▶ _Exercise details_
Read the entries below and pull out each line with the string "changes".

Records from a data source
------------------------

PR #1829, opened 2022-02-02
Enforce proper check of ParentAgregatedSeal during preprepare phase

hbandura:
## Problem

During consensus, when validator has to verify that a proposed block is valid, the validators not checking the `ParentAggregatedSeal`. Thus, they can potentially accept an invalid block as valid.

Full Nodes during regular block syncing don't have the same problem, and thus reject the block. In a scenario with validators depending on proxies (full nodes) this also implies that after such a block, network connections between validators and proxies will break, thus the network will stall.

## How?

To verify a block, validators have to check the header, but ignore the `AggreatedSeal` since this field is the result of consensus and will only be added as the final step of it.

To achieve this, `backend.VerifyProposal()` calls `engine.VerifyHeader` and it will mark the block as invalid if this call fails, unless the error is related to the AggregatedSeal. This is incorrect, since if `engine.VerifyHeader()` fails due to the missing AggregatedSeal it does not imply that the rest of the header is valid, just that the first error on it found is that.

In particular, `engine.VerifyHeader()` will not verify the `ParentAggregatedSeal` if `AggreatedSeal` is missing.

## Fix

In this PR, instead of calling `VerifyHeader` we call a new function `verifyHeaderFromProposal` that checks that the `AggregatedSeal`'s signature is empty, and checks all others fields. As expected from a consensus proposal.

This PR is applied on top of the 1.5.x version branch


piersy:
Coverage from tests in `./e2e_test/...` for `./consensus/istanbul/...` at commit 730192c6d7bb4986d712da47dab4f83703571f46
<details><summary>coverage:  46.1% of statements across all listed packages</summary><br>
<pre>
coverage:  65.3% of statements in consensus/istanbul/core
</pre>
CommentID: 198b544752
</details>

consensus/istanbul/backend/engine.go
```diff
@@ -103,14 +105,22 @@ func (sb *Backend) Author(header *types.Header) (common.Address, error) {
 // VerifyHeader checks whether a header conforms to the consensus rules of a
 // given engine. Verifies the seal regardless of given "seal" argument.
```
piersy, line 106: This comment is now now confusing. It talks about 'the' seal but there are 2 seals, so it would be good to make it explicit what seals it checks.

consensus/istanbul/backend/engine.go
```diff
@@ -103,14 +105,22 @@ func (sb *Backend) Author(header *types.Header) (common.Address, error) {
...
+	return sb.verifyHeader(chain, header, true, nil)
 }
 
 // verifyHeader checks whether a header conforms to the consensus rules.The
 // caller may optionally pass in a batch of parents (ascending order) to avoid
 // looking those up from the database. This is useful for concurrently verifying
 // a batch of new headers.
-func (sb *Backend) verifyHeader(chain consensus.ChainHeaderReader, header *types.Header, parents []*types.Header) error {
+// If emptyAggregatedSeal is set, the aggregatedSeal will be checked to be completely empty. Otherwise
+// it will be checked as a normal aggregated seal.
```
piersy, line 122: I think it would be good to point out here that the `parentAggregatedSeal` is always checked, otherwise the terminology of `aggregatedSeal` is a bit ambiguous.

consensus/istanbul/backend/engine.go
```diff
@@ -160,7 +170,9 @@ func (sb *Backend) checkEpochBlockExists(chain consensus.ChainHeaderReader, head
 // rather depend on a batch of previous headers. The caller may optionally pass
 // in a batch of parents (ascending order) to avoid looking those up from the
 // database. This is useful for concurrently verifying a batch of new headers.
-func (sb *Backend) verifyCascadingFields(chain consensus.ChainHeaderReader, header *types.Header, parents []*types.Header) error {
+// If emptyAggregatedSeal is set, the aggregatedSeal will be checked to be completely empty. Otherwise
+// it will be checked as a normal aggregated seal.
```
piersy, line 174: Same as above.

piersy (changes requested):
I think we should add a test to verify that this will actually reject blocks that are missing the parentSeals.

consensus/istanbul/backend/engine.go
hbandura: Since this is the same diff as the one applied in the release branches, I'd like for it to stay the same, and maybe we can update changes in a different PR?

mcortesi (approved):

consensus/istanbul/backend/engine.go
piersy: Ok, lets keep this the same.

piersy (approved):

------------------------

▶ _Result of this task_
piersy (changes requested):
hbandura: Since this is the same diff as the one applied in the release branches, I'd like for it to stay the same, and maybe we can update changes in a different PR?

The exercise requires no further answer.